Your site will disclose general statistics regarding its routine operation to the designated collection point in response to signed requests from the Reciprocal Net Coordinator. Such requests may be received on a regular basis. The statistics then are used by the Coordinator to publish whole-network utilization figures, track network growth, troubleshoot abnormal activity, and so forth. The statistics disclosed are:
· Total uptime and software version of recipnetd. These figures will not be published by the Coordinator in conjunction with any information that might identify your site.
· Total number of web app sessions, broken down by those in which users authenticated and those in which users did not. These figures will not be published by the Coordinator in conjunction with any information that might identify your site.
· Total number of “page views” on samples served via the web app, broken down by lab, and then broken down by visits to the Show Sample page versus visits to the Edit Sample page. These figures will not be published by the Coordinator in conjunction with any information that might identify your site or any lab at your site.
· Total combined size (in bytes) of all data files in the repository, along with the mean size of each data directory with figures broken down by lab. These figures will not be published by the Coordinator in conjunction with any information that might identify your site or any labs at your site.
· Total number of samples that have been released to the public, broken down by lab. This same information is already readily apparent to any unauthenticated user who browses Reciprocalnet.org; therefore, the Coordinator reserves the privilege of publishing this figure in conjunction with the name of your lab or site.
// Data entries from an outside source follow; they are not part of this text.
PR #101, opened 2024-07-03
SwanSpawner: Add metric to monitor the usage of each interface

PMax5:
Add log metric to check the number of users that start a session with the classic and jupyterlab interfaces.

### DIFF
--- a/SwanSpawner/swanspawner/swanspawner.py
+++ b/SwanSpawner/swanspawner/swanspawner.py
@@ -144,6 +144,17 @@ def define_SwanSpawner_from(base_class):
                     SWAN_USE_JUPYTERLAB = 'true'
                 ))
 
+                user_interface = 'lab'
+            else:
+                user_interface = 'classic'
+
+            self.log_metric(
+                self.user.name,
+                self.this_host,
+                'ui',
+                user_interface
+            )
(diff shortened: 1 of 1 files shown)


SwanSpawner/swanspawner/swanspawner.py
```diff
@@ -144,6 +144,17 @@ def get_env(self):
                     SWAN_USE_JUPYTERLAB = 'true'
                 ))
 
+                user_interface = "lab"
```
etejedor, line 147: I'ts a minor thing, but can you keep the style of the single quotes for string literals?

SwanSpawner/swanspawner/swanspawner.py
```diff
@@ -144,6 +144,17 @@ def get_env(self):
...
                 ))
 
+                user_interface = 'lab'
+            else:
+                user_interface = 'classic'
+
+            self.log_metric(
+                self.user.name,
+                self.this_host,
+                "ui",
```
etejedor, line 154: Also here please

PMax5: Fixed!

etejedor (approved):

PR #104, opened 2024-07-08
New feature for custom environments

RodrigoSobral2000:
Result:
Spawner can now launch custom environments through its web interface.

Developments:
Thanks to changes on SwanSpawner and SwanHub, its now possible to avoid having to install all LCG packages and provide a specific amount of packages through cernbox/eos path or git repo containing a requirements.txt file.

This new custom virtual environment can then be launched by a generic python venv or a acc-py stack.

The user gets redirected to /customenv where the process details are shown up in real time, so the users is able to keep up with its going on under the hood. In the end, a completely empty custom environment (just with the provided packages) gets ready for the user to work on.

### DIFF
--- a/SwanHub/swanhub/spawn_handler.py
+++ b/SwanHub/swanhub/spawn_handler.py
@@ -107,6 +107,7 @@ class SpawnHandler(JHSpawnHandler):
 
         start_time_spawn = time.time()
 
+        options = {}
         try:
             options = await maybe_future(spawner.run_options_from_form(form_options))
             await self.spawn_single_user(user, server_name=server_name, options=options)
@@ -136,7 +137,6 @@ class SpawnHandler(JHSpawnHandler):
                     user, options, time.time() - start_time_spawn)
 
         except Exception as e:
-
             self._log_spawn_metrics(
                 user, options, time.time() - start_time_spawn, e)
 
@@ -155,12 +155,21 @@ class SpawnHandler(JHSpawnHandler):
 
         if current_user is user:
             self.set_login_cookie(user)
-        next_url = self.get_next_url(
-            user,
-            default=url_path_join(
-                self.hub.base_url, "spawn-pending", user.escaped_name, server_name
-            ),
-        )
+
+        if options.get(configs.software_source) == configs.customenv_special_type:
+            # Add the query parameters to the URL
+            query_params = {
+                "repo": options.get(configs.repository),
+                "repo_type": options.get(configs.repo_type),
+            }
+            if options.get(configs.builder) == configs.accpy_special_type:
+                query_params[options.get(configs.builder)] = options.get(configs.builder_version)
+
+            # Execution SwanCustomEnvs extension with the corresponding query arguments
+            next_url = url_concat(url_path_join("user", user.escaped_name, "customenvs", server_name), query_params)
+        else: # LCG release
+            next_url = url_path_join(self.hub.base_url, "spawn-pending", user.escaped_name, server_name)
+
         self.redirect(next_url)
 
     async def _render_form_wrapper(self, for_user, message=''):
@@ -215,7 +224,7 @@ class SpawnHandler(JHSpawnHandler):
                 metrics.append((metric, (date, 1)))
 
         spawn_context_key = ".".join(
-            [options[configs.lcg_rel_field], options[configs.spark_cluster_field]])
+            [options.get(configs.lcg_rel_field, "CustomEnv"), options.get(configs.spark_cluster_field, "none")])
         if not spawn_exception:
             # Add spawn success (no exception) and duration to the log and send as metrics
             spawn_exc_class = "None"
--- a/SwanSpawner/swanspawner/swanspawner.py
+++ b/SwanSpawner/swanspawner/swanspawner.py
@@ -112,8 +112,8 @@ def define_SwanSpawner_from(base_class):
                 options[self.repository]      = formdata[self.repository][0]
                 options[self.repo_type]       = formdata[self.repo_type][0]
 
-                if not options[self.repository]:
-                    raise ValueError("No Repository specified")
+                if options[self.repository] is None or options[self.repository].strip() == '':
+                    raise ValueError('No Repository specified')
             else:
                 options[self.lcg_rel_field]         = formdata[self.lcg_rel_field][0]
                 options[self.platform_field]        = formdata[self.platform_field][0]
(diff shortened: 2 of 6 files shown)


SwanSpawner/swanspawner/swanspawner.py
```diff
@@ -82,18 +97,31 @@ def __init__(self, **kwargs):
...
             options[self.user_memory]               = formdata[self.user_memory][0] + 'G'
             options[self.use_jupyterlab_field]      = formdata.get(self.use_jupyterlab_field, 'unchecked')[0]
             options[self.use_local_packages_field]  = formdata.get(self.use_local_packages_field, 'unchecked')[0]
+            if options[self.software_source] == self.customenv_special_type:
+                options[self.builder]         = builder
+                options[self.builder_version] = builder_version
+                options[self.repository]      = formdata[self.repository][0]
+                options[self.repo_type]       = formdata[self.repo_type][0]
+
+                if not options[self.repository]:
```
etejedor, line 115: So here you get an empty string if the user does not specify any repository URL?

RodrigoSobral2000: if the user doesn't specify any repo (url or eos path) he gets an instant error message. the idea is to ensure we get a value to send to the extension

SwanSpawner/swanspawner/swanspawner.py
```diff
@@ -82,18 +97,31 @@ def __init__(self, **kwargs):
...
+                    raise ValueError("No Repository specified")
```
etejedor, line 116: Is this shown in red in the web form? If so, please check my suggestion below.

etejedor, line 116: `raise ValueError('')`

Note also the single quotes, please keep the style for string literals.

SwanHub/swanhub/spawn_handler.py
```diff
@@ -155,12 +155,21 @@ def _finish_spawn(f):
...
+        if options.get(configs.software_source) == configs.customenv_special_type:
+            # Add the query parameters to the URL
+            query_params = {
+                "repo": options.get(configs.repository),
+                "repo_type": options.get(configs.repo_type),
+            }
+            if options.get(configs.builder) == configs.accpy_special_type:
+                query_params[options.get(configs.builder)] = options.get(configs.builder_version)
+
+            # Execution SwanCustomEnvs extension with the corresponding query arguments
```
etejedor, line 168: @diocas could you please do a final check of this?

SwanSpawner/swanspawner/swanspawner.py
RodrigoSobral2000: If I remember correctly, you get a None value.

etejedor: Then the right way to write that condition is:
`if options[self.repository] is None:`

Since Python variables do not have a type, it is better to check conditions against exactly the type you expect, to prevent unforeseen behavior.

SwanSpawner/swanspawner/templates/options_form_template.html
```diff
@@ -224,7 +207,61 @@
...
+        const width = tempElement.offsetWidth;
+        document.body.removeChild(tempElement);
+
+        selectElement.style.width = `${width + 50}px`;
+
+        const repositoryOption = document.getElementById('repositoryOption');
+        if (selectElement.value === 'eos') {
+            repositoryOption.placeholder = 'e.g. $CERNBOX_HOME/MyFolder';
+            // Regular expression pattern for the repository provided by a EOS folder.
+            repositoryOption.pattern = '^(\\\$CERNBOX_HOME(\\/[^<>\|\\\\:()&;,\n]+)*\\/?|\\/eos\\/user\\/[a-z](\\/[^<>\|\\\\:()&;,\n]+)+\\/?)$';
```
etejedor, line 232: What happens if the URL does not fulfill the pattern? Is it still possible to submit the form?
@diocas please have a look.

SwanSpawner/swanspawner/swanspawner.py
```diff
@@ -112,8 +112,8 @@ def options_from_form(self, formdata):
                 options[self.repository]      = formdata[self.repository][0]
                 options[self.repo_type]       = formdata[self.repo_type][0]
 
-                if not options[self.repository]:
-                    raise ValueError("No Repository specified")
+                if options[self.repository] is None or options[self.repository].strip() == '':
```
etejedor, line 115: But is it `None` or a string?

RodrigoSobral2000: It is None, but I thought that a user could write multiple spaces. In that case, it gets a red error message as well

SwanSpawner/swanspawner/swanspawner.py
```diff
@@ -82,18 +97,31 @@ def __init__(self, **kwargs):
...
             options[self.use_jupyterlab_field]      = formdata.get(self.use_jupyterlab_field, 'unchecked')[0]
             options[self.use_local_packages_field]  = formdata.get(self.use_local_packages_field, 'unchecked')[0]
+            if options[self.software_source] == self.customenv_special_type:
+                options[self.builder]         = builder
+                options[self.builder_version] = builder_version
+                options[self.repository]      = formdata[self.repository][0]
+                options[self.repo_type]       = formdata[self.repo_type][0]
+
+                if options[self.repository] is None or options[self.repository].strip() == '':
+                    raise ValueError('No Repository specified')
```
etejedor, line 116: This did not change according to my comment.

SwanSpawner/swanspawner/templates/options_form_template.html
RodrigoSobral2000: Yes, that is just a visual guidance for the user to know what it is expected from the form

SwanSpawner/swanspawner/swanspawner.py
etejedor: But then you are checking another condition, which is different from the message you throw (you throw repository not specified). Please just keep the None check, the other check will be done in the backend script as agreed (no further checks here in the spawner).

SwanSpawner/swanspawner/swanspawner.py
RodrigoSobral2000: Did you really mean `raise ValueError('')` with an empty message?

etejedor: No, it was not an empty message. It had `raise ValueError('Cannot create custom software environment: no repository specified')`

SwanSpawner/swanspawner/templates/options_form_template.html
etejedor: Ok, let's go with this for now. If @diocas knows how to block the submit of the form (or make it fail immediately?), he can tell us how to do it.

etejedor (approved):

PR #105, opened 2024-07-10
Fix on if statement regarding empty repository error

RodrigoSobral2000:
When input fields are empty, the value that is sent to backend is an empty string and not a None value. This PR fix that verification


SwanSpawner/swanspawner/swanspawner.py
```diff
@@ -112,7 +112,7 @@ def options_from_form(self, formdata):
                 options[self.repository]      = formdata[self.repository][0]
                 options[self.repo_type]       = formdata[self.repo_type][0]
 
-                if options[self.repository] is None:
+                if options[self.repository] == '':
```
etejedor, line 115: `if not options[self.repository]` --> would be better to use the boolean value of strings if we know this is going to be a string.

PR #107, opened 2024-07-10
New environment variable defined by spawner

RodrigoSobral2000:
`SOFTWARE_SOURCE` is used for the script on `swan` image layer to know if it has to configure lcg or not

### DIFF
--- a/SwanSpawner/swanspawner/swanspawner.py
+++ b/SwanSpawner/swanspawner/swanspawner.py
@@ -141,6 +141,7 @@ def define_SwanSpawner_from(base_class):
             #FIXME remove userrid and username and just use jovyan 
             #FIXME clean JPY env variables
             env.update(dict(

· Total number of messages exchanged with every other site in the Site Network, along with a list of each unique sequence number used. The actual contents of these messages are not disclosed. This information may facilitate debugging and troubleshooting. (The circumstances under which messages can be exchanged were described previously.) These figures will not be published by the Coordinator in conjunction with any information that might identify your site.
· Total number of OAI queries that were answered. Also a count of the total number of samples returned by those queries. These figures will not be published by the Coordinator in conjunction with any information that might identify your site.
· Total number of HTTP bulk file transfer requests that were accepted. Also a count of the total number of files and the total number of bytes that were transferred during those operations. These figures will not be published by the Coordinator in conjunction with any information that might identify your site.
· In the future, the National Science Foundation (NSF) and/or the National Science Digital Library (NSDL) may request information about the Site Network’s utilization that requires recipnetd to collect additional and possibly more specific statistics, and the Coordinator in turn to collect them. Such additional data collection activity would be well-defined and will not track web app visitors from visit to visit, track authenticated human users except in the aggregate, track the sort of detailed HTTP information normally written to a “web server log” except in the aggregate, or track information about non-public samples except in the aggregate and only when contrasted with public samples at the same site.